Press Release

High Energy Costs Impact Leggett's Earnings

March 13, 2003 at 4:17 PM EST
CARTHAGE, Mo., Mar 13, 2003 /PRNewswire-FirstCall via COMTEX/ --

     -- Energy costs expected to impact 1Q earnings by about 3 cents per
        share.
     -- 1Q sales expected to be flat to up 1% (vs. 1Q 2002), at lower end of
        prior guidance.
     -- Accordingly, 1Q EPS guidance reduced to range of 22-26 cents.
     -- Full year organic sales growth expectation remains zero to 5%.
     -- Full year EPS guidance reduced to $1.15-1.35.
Fortune 500 diversified manufacturer Leggett & Platt (NYSE: LEG) announced that higher energy costs are expected to impact first quarter earnings by approximately 3 cents per share. First quarter earnings are now estimated at 22-26 cents per diluted share, on sales that should be flat or up slightly versus 1Q 2002. Previous guidance anticipated sales growth between negative 1% and positive 4% for the quarter, and earnings of 27-32 cents per share.

The company's prior guidance assumed first quarter earnings of 28 cents per share if sales were flat. On flat sales the company now expects earnings to be between 22 and 26 cents per share, with a midpoint at 24 cents. The decline from the prior 28 cent estimate to the current 24 cent midpoint is mostly related to higher energy costs; however, the company is also experiencing smaller impacts from reduced production rates and difficulty passing along raw material price increases.

Through the first 10 weeks of the quarter the company's combined sales were essentially flat, with segment sales growth (excluding acquisitions) as follows: down 2% in Residential Furnishings; down 2% in Commercial Fixturing and Components; up 10% in Aluminum Products; down 2% in Industrial Materials; and up 15% in Specialized Products.

The forecast for full year sales remains unchanged at zero to 5% growth. The company still anticipates 5-10 cents of earnings improvement from recent restructuring and cost reduction efforts; however, some of that benefit is being offset by higher energy costs. Accordingly, the company has reduced its full year earnings guidance to $1.15 - $1.35 per share.

Management will discuss these events in a conference call at 8:00 a.m. Central (9am Eastern) on Friday, March 14. The webcast can be accessed (live or replay) from the Investor Relations section of Leggett's website at www.leggett.com . The dial-in number is (303) 262-2075; there is no password. First quarter results will be released on April 16, with a conference call on April 17.

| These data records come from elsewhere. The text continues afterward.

PR #14396, opened 2025-12-04
[spec] fix dp-attn + spec + trtllm-mla

hnyls2002:
To completely fix the issue, it requires

- [ ] Move most of the metadata sync (in `prepare_mlp_sync_batch`) into `Scheduler.prepare_mlp_sync_batch`.
- [ ] Maybe deprecate the API `skip_attn_backend_init`.
- [ ] Refactor `ForwardMode` into more reliable status representation.

### DIFF
--- a/python/sglang/srt/layers/attention/trtllm_mla_backend.py
+++ b/python/sglang/srt/layers/attention/trtllm_mla_backend.py
@@ -594,8 +594,6 @@ class TRTLLMMLABackend(FlashInferMLAAttnBackend):
                 seq_lens = seq_lens + self.num_draft_tokens
                 self.forward_decode_metadata.seq_lens_k = seq_lens.to(torch.int32)
             elif forward_batch.forward_mode.is_draft_extend(include_v2=True):
-                max_seq = forward_batch.seq_lens_cpu.max().item()
-
                 sum_seq_lens_q = sum(forward_batch.extend_seq_lens_cpu)
                 max_seq_len_q = max(forward_batch.extend_seq_lens_cpu)
                 cu_seqlens_q = torch.nn.functional.pad(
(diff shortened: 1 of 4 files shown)


Fridge003:
cc @rainj-me

python/sglang/srt/layers/attention/trtllm_mla_backend.py
```diff
@@ -985,25 +983,6 @@ def forward_extend(
...
-                    # Dynamic allocation for non-CUDA graph mode
-                    padded_q = torch.zeros(
-                        bs,
-                        metadata.max_seq_len_q,
-                        layer.tp_q_head_num,
-                        layer.head_dim,
-                        dtype=q.dtype,
-                        device=q.device,
-                    )
-                q = self.pad_draft_extend_query(
```
rainj-me, line 1004: After removing the pad_draft_extend_query call, maybe we should already delete the relate code.

python/sglang/srt/layers/attention/trtllm_mla_backend.py
```diff
@@ -1022,15 +1001,6 @@ def forward_extend(
                 bmm1_scale=bmm1_scale,
             )
 
-            # Reshape output directly without slicing
-
-            if forward_batch.forward_mode.is_draft_extend(include_v2=True):
-                raw_out = self.unpad_draft_extend_output(
```
rainj-me, line 1028: Same here.

python/sglang/srt/speculative/eagle_worker_v2.py
```diff
@@ -512,7 +512,7 @@ def _draft_extend_for_decode(
             )
         else:
             draft_logits_output, _ = self.draft_runner.forward(
-                forward_batch, skip_attn_backend_init=True
+                forward_batch, skip_attn_backend_init=False
```
rainj-me, line 515: skip attn backend lead to the flashinfer backend cudagraph capture failure.

PR #14413, opened 2025-12-04
[NPU]minicpm3-4B for AscendAttnBackend

McZyWu:
## Motivation

1. previously npu_fused_infer_attention_score doesnot support this model.
2. for dp attn, if first dimension is 0, it will fail to reshape.
3. model config.json does not have index_head_dim.
4. it does not  pass qk_nope_head_di to model
## Modifications
as follow.

#supporting for A3,A2, tp 8

### DIFF
--- a/python/sglang/srt/layers/quantization/marlin_utils_fp8.py
+++ b/python/sglang/srt/layers/quantization/marlin_utils_fp8.py
@@ -62,7 +62,6 @@ def apply_fp8_marlin_linear(
         a=reshaped_x,
         c=None,
         b_q_weight=weight,
-        b_bias=bias,
         b_scales=weight_scale,
         global_scale=None,
         b_zeros=None,
@@ -76,6 +75,9 @@ def apply_fp8_marlin_linear(
         use_atomic_add=use_atomic_add,
         use_fp32_reduce=use_fp32_reduce,
     )
+
+    if bias is not None:
+        output.add_(bias)
 
     return output.reshape(out_shape)
 


python/sglang/srt/hardware_backend/npu/attention/ascend_backend.py
```diff
@@ -591,37 +592,64 @@ def forward_extend(
...
-
-            # Wait for the KV transfer to complete before performing attention computation.
             forward_batch.token_to_kv_pool.get_key_buffer(layer.layer_id)
             forward_batch.token_to_kv_pool.get_value_buffer(layer.layer_id)
 
             num_token_padding = q.shape[0]
             q, k, v = [
                 data[: forward_batch.num_token_non_padded_cpu] for data in [q, k, v]
             ]
+            if layer.tp_q_head_num%16==0:
```
khalil2ji3mp6: The value 16 here should not be hard-coded.

python/sglang/srt/hardware_backend/npu/attention/ascend_backend.py
```diff
@@ -591,37 +592,64 @@ def forward_extend(
...
+                assert (
+                    layer.qk_head_dim != layer.v_head_dim
+                ), "FIA only supports qk_head_dim != v_head_dim"
 
-            q_nope, q_rope = q.split([layer.v_head_dim, self.qk_rope_head_dim], dim=-1)
-            k_nope, k_rope = k.split([layer.v_head_dim, self.qk_rope_head_dim], dim=-1)
+                # Wait for the KV transfer to complete before performing attention computation.
```
khalil2ji3mp6: The comment here is unrelated to the code logic and can be removed.

python/sglang/srt/hardware_backend/npu/attention/ascend_backend.py
```diff
@@ -591,37 +592,64 @@ def forward_extend(
...
+                    )
+                query = q.reshape(-1, layer.tp_q_head_num, layer.qk_head_dim)
+                attn_output = torch.empty(
+                    (query.shape[0],layer.tp_q_head_num, layer.v_head_dim),
+                    dtype = query.dtype,
+                    device = query.device
+                )
+
+                max_len = max(self.forward_metadata.seq_lens_cpu_int)
+                self.ascend_attn_mask_builder.generate_attn_mask(max_len, "norm", self.mask_dtype)
```
khalil2ji3mp6: move generate_attn_mask to AscendAttnMaskBuilder init

python/sglang/srt/hardware_backend/npu/attention/ascend_backend.py
```diff
@@ -225,6 +225,7 @@ def __init__(self, model_runner: ModelRunner):
         self.req_to_token = model_runner.req_to_token_pool.req_to_token
         self.graph_mode = False
         self.use_fia = get_bool_env_var("ASCEND_USE_FIA", "False")
+        self.mask_dtype = model_runner.dtype
```
khalil2ji3mp6: You can remove this line of code; model_runner.dtype can be used directly in the __init__ function of AscendAttnMaskBuilder.

PR #14415, opened 2025-12-04
[bugfix][quark] Fixed an issue where `per_token` could not be properly recognized when the token count was 1.

haoyangli0109:
When the number of token is 1, per-token scale is [[1]], per-tensor scale is [1] or ().
This issue indirectly causes
when we use aiter to perform preshuffle on weight, if the number of tokens in inference equals 1, aiter's bpreshuffle will not be invoked correctly, resulting in garbled output.

The script that reproduces the error is as follows:

```
"""
Usage:
python3 offline_batch_inference.py  --model meta-llama/Llama-3.1-8B-Instruct
"""

import argparse
import dataclasses

import sglang as sgl
from sglang.srt.server_args import ServerArgs


def main(
    server_args: ServerArgs,
):
    # Sample prompts.
    prompts = [
        "Hello, my name is",
    ]
    # Create a sampling params object.
    sampling_params = {"temperature": 0.8, "top_p": 0.95}

    # Create an LLM.
    llm = sgl.Engine(**dataclasses.asdict(server_args))

    outputs = llm.generate(prompts, sampling_params)
    # Print the outputs.
    for prompt, output in zip(prompts, outputs):
        print("===============================")
        print(f"Prompt: {prompt}\nGenerated text: {output['text']}")


# The __main__ condition is necessary here because we use "spawn" to create subprocesses
# Spawn starts a fresh program every time, if there is no __main__, it will run into infinite loop to keep spawning processes from sgl.Engine
if __name__ == "__main__":
    parser = argparse.ArgumentParser()
    ServerArgs.add_cli_args(parser)
    args = parser.parse_args()
    server_args = ServerArgs.from_cli_args(args)
    main(server_args)

```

COMPANY DESCRIPTION: Leggett & Platt is a diversified manufacturer that conceives, designs and produces a broad variety of engineered components and products for customers worldwide. A member of the Fortune 500, the company is composed of 29 business units, 31,000 employee-partners, and more than 300 facilities located in 18 countries. The company has grown at an average of 15% annually since going public in 1967, with about one-third of the growth coming from internal expansion and market share gains. Leggett augments internal growth with an active acquisition program, having completed over 100 acquisitions over the last six years, with the average acquisition adding $15- 20 million to annual sales. Leggett's common stock (symbol LEG) is listed on the New York Stock Exchange, and is a component of the S&P 500 Index.

Leggett & Platt is North America's leading independent manufacturer of the following: a) retail store fixtures and point of purchase displays; b) components for residential furniture and bedding; c) components for office furniture; d) non-automotive aluminum die castings; e) drawn steel wire; f) automotive seat support and lumbar systems; and g) bedding industry machinery for wire forming, sewing and quilting. Customers value Leggett's integrity, product innovation, low cost structure, financial strength, and outstanding customer service. The company serves a wide array of manufacturers and retailers, with no single customer accounting for 5% of sales. Primary raw materials include steel and aluminum, followed by smaller amounts of chemicals, wood, and plastics. Main operations include metal stamping, forming, casting, machining, coating, welding, wire drawing, and assembly.

SAFE HARBOR: This news release includes "forward-looking" statements that involve uncertainties and risks. Actual results could differ materially from the company's expectations, and the company undertakes no obligation to update or revise these forward-looking statements. Factors that could cause such differences include the company's ability to improve operations and realize cost savings, competitive and general economic conditions, future growth of acquired companies, and other risks described in the company's Annual Report or Form 10-K.